*Instructions for the task*. Please give nothing except the number of lines in the records below that include the word "jobs".

*Source data*.

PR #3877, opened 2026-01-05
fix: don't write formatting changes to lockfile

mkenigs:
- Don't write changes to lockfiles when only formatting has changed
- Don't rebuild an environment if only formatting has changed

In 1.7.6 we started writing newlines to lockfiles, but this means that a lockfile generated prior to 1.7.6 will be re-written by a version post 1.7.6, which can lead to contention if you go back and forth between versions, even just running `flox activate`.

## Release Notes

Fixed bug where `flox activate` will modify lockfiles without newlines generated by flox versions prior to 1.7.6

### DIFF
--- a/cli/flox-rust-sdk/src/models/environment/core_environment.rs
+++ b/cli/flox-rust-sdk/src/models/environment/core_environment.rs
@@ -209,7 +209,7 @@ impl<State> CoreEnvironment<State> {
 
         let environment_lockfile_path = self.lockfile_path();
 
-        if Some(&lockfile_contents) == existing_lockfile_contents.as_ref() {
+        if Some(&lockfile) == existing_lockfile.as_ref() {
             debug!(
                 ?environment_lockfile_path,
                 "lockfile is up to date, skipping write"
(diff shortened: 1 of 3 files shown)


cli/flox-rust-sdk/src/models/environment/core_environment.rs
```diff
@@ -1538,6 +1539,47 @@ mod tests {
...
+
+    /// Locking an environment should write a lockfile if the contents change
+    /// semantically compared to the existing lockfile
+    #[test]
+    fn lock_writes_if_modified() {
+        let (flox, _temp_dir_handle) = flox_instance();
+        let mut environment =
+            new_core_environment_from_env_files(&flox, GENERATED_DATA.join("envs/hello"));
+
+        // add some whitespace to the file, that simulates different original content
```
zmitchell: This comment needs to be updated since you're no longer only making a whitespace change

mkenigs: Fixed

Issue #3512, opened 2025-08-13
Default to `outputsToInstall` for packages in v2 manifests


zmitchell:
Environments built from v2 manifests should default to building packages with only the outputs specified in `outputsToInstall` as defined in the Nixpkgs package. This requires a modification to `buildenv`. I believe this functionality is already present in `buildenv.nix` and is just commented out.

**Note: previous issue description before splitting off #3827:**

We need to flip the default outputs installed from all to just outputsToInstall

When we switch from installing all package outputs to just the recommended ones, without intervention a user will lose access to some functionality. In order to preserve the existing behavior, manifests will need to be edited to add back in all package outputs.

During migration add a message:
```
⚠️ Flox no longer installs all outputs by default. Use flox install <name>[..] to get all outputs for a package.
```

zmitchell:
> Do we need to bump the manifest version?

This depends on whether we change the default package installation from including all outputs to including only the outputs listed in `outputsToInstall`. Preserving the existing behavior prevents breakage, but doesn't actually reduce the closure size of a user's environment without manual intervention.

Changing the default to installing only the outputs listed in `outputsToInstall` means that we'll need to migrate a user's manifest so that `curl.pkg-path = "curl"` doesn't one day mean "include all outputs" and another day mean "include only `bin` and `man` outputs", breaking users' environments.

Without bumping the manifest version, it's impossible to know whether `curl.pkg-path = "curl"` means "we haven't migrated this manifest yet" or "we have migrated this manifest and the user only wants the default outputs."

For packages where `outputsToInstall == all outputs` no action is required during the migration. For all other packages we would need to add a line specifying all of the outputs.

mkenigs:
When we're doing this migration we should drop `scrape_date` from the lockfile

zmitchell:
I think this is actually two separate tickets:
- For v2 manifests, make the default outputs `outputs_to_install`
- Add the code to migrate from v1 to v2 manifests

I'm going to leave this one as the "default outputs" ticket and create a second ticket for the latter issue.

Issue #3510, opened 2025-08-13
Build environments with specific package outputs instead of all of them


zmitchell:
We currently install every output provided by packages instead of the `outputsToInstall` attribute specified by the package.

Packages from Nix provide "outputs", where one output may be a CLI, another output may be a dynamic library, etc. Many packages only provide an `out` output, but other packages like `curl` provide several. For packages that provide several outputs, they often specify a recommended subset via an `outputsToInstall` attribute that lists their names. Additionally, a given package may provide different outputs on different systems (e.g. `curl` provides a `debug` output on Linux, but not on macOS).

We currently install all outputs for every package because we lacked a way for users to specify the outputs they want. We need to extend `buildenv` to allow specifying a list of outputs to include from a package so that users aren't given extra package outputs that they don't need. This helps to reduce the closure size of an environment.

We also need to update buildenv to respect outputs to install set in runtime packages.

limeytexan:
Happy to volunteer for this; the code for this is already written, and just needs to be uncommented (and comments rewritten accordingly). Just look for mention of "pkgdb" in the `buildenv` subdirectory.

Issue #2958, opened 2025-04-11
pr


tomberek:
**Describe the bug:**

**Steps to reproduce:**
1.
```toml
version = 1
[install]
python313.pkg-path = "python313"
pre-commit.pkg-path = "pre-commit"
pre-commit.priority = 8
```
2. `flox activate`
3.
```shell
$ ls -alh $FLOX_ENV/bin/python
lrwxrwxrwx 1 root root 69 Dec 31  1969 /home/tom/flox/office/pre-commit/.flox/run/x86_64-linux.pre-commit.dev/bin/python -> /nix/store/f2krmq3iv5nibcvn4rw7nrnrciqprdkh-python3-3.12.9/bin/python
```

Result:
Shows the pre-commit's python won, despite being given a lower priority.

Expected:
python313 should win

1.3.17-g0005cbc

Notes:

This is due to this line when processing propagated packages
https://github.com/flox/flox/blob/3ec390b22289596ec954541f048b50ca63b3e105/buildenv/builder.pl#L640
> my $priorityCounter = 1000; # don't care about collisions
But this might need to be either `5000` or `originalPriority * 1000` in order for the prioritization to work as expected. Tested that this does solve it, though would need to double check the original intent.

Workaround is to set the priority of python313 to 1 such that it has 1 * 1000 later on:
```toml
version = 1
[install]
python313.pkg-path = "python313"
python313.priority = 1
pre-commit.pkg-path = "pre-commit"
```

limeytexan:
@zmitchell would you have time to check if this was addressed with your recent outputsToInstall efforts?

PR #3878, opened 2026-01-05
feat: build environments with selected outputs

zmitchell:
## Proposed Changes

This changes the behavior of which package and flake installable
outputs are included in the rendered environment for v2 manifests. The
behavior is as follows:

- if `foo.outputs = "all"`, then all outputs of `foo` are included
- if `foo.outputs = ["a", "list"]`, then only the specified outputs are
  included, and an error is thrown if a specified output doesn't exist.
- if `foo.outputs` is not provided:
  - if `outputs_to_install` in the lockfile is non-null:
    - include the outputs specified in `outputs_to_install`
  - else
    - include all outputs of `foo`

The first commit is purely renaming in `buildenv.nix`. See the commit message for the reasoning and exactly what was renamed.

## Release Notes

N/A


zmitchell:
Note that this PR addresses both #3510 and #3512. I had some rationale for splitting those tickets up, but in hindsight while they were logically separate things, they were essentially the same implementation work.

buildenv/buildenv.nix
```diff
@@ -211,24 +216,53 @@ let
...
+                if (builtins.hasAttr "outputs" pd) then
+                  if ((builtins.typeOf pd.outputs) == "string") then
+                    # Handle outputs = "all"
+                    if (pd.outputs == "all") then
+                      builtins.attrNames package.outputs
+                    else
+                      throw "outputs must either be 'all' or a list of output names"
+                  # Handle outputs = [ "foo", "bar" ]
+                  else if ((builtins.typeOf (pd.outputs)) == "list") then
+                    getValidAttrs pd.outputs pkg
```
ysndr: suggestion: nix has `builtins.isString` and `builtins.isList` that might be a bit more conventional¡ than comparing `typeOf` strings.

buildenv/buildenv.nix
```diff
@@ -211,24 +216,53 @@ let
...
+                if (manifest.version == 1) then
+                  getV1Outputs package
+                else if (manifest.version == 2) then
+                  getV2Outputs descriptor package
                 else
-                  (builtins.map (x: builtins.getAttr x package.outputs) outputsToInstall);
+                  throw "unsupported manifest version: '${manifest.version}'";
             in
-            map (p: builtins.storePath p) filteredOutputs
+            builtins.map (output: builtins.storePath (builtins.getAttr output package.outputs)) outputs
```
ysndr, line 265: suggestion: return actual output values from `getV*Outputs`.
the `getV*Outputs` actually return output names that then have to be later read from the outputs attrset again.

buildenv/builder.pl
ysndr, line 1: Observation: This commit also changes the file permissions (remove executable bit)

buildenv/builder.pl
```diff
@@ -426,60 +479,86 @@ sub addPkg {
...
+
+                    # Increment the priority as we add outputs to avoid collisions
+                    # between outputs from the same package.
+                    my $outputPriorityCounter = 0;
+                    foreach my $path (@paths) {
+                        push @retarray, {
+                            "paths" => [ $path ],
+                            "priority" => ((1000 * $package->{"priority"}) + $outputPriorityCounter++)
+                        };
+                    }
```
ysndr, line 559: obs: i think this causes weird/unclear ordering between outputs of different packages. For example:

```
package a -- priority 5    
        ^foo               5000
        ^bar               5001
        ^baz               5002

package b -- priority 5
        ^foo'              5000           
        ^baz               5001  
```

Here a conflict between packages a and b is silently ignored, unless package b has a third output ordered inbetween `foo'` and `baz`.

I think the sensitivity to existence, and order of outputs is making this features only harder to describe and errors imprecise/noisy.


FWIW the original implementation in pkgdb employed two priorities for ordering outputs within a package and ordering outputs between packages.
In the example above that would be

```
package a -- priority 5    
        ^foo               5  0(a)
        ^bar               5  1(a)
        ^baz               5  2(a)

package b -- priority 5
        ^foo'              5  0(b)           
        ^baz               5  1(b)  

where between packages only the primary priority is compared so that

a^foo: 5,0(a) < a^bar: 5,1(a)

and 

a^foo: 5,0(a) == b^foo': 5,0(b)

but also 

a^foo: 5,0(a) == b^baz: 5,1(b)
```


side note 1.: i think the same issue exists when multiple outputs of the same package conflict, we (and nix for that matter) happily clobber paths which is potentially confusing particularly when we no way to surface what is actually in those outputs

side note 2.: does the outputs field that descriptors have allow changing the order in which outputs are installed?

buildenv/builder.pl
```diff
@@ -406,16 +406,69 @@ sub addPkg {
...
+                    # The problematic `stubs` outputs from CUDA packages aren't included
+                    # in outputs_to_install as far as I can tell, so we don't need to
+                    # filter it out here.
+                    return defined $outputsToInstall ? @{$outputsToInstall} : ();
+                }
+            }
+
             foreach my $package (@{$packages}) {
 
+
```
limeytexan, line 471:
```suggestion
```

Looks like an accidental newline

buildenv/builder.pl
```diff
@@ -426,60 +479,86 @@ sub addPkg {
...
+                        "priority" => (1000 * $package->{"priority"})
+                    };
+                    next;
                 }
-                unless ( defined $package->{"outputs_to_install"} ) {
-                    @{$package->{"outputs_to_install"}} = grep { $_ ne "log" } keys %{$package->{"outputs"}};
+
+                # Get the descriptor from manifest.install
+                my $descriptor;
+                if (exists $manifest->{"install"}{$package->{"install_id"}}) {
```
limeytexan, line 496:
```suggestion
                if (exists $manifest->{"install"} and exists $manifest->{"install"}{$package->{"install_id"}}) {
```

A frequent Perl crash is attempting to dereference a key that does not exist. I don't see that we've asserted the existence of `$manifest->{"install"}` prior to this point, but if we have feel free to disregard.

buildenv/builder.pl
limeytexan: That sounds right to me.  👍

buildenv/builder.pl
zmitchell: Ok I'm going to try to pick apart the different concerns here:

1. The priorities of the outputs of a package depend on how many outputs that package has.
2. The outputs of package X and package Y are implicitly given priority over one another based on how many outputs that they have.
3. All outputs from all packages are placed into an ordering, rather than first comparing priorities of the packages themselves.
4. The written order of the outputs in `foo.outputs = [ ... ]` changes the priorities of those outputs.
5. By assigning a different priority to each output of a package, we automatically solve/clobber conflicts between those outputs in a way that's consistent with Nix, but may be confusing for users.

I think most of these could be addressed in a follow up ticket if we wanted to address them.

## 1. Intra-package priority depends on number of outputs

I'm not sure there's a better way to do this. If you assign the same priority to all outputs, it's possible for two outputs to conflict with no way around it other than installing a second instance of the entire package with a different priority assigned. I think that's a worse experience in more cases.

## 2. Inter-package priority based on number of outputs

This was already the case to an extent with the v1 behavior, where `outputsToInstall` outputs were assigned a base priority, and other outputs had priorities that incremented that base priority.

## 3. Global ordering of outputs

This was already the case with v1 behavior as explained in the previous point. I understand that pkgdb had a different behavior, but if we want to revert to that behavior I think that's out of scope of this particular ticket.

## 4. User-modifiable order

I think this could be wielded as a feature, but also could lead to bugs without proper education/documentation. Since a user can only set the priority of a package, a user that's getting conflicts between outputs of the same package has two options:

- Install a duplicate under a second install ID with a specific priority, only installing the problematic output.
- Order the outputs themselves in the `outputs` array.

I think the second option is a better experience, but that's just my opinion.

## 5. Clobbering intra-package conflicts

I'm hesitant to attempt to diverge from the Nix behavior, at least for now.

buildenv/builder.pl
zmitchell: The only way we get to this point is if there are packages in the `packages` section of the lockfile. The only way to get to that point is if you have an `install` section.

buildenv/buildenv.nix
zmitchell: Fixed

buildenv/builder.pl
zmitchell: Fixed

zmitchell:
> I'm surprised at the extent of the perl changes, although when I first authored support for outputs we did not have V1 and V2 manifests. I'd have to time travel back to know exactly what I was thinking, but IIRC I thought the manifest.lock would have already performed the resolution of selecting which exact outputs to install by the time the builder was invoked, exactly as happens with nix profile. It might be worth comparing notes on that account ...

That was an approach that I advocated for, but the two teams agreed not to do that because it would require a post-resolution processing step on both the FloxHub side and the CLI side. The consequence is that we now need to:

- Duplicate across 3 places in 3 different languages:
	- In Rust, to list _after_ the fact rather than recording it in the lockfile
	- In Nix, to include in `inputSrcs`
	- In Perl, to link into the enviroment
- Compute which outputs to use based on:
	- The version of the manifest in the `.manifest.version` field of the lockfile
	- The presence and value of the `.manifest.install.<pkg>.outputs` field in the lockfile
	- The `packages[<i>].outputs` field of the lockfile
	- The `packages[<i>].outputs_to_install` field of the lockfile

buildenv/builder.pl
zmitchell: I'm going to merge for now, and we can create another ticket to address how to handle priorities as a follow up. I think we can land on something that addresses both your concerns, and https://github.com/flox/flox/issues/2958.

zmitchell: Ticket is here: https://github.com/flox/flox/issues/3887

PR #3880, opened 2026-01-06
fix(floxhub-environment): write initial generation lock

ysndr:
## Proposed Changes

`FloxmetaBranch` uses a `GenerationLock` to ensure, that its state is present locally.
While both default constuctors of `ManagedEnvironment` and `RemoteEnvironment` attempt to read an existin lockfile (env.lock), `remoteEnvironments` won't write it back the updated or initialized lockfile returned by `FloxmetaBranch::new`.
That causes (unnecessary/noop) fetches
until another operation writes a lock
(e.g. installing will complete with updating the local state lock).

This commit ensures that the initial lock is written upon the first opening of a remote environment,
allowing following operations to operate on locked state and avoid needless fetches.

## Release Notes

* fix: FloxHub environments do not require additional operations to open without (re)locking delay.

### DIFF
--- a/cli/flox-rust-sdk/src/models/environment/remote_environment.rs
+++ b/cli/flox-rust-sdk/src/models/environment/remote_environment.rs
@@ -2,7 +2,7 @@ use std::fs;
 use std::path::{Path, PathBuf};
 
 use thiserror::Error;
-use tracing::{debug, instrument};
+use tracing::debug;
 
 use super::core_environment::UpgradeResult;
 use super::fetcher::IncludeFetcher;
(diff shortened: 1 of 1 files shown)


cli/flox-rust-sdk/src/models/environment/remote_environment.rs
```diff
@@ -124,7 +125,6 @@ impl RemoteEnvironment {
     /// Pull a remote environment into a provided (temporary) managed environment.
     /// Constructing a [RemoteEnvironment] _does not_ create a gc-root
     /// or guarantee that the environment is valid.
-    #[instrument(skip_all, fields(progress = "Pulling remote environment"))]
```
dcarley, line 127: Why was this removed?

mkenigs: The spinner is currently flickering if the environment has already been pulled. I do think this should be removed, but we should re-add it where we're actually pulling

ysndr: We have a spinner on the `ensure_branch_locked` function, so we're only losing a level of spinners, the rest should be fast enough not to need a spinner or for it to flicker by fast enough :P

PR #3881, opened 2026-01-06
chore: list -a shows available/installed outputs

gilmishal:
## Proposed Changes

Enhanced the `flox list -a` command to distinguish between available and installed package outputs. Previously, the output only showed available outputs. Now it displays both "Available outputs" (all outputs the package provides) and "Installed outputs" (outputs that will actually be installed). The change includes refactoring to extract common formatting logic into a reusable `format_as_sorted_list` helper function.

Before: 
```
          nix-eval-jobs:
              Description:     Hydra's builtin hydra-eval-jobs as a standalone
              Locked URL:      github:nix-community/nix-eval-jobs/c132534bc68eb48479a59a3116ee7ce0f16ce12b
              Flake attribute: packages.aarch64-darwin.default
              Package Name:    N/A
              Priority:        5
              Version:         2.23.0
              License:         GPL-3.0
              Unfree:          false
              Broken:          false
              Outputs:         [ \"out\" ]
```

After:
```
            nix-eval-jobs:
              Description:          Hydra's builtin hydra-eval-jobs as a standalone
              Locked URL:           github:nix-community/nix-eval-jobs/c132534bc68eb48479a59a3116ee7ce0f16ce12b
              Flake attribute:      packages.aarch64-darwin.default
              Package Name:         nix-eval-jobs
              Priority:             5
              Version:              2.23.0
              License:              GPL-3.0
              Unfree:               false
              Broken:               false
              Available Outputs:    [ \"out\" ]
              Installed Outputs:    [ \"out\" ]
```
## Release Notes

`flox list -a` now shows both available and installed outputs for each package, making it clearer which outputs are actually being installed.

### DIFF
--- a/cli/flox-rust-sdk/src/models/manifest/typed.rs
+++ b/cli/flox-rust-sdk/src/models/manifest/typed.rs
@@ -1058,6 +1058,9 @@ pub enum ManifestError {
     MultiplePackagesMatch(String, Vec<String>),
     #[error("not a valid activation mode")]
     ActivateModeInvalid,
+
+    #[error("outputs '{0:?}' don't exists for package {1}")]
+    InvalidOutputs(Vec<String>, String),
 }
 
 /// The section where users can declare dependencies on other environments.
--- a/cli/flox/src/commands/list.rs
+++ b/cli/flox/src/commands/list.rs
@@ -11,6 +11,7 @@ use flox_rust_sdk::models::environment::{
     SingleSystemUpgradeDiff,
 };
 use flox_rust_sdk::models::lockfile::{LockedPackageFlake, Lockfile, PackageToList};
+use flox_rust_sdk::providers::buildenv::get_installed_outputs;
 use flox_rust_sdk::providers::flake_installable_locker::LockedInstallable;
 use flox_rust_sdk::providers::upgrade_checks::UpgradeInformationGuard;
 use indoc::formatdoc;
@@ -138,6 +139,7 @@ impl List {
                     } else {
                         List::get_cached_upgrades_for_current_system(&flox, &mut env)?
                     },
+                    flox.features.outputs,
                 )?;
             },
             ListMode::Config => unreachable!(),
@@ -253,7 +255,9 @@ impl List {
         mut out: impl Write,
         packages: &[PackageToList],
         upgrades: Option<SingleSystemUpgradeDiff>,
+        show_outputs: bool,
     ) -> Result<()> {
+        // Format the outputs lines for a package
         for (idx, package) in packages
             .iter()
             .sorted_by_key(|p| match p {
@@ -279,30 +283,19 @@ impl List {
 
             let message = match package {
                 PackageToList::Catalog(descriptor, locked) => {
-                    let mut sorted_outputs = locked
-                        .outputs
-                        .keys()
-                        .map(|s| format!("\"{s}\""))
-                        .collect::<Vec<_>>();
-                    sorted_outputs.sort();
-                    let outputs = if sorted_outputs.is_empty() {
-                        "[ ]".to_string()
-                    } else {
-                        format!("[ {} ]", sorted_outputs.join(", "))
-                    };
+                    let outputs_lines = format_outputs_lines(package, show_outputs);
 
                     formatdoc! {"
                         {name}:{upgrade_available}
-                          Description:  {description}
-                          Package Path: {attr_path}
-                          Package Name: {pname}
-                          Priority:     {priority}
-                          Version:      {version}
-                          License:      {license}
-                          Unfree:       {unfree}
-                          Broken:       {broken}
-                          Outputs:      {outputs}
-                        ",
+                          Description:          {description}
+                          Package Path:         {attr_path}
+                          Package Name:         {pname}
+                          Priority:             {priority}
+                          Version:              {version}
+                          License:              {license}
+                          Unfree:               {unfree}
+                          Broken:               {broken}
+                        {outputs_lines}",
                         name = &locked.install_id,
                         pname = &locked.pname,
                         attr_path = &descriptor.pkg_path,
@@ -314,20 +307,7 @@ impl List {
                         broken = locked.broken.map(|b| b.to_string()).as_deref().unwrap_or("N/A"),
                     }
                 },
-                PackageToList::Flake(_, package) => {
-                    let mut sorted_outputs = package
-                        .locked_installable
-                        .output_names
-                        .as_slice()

*Result*. 7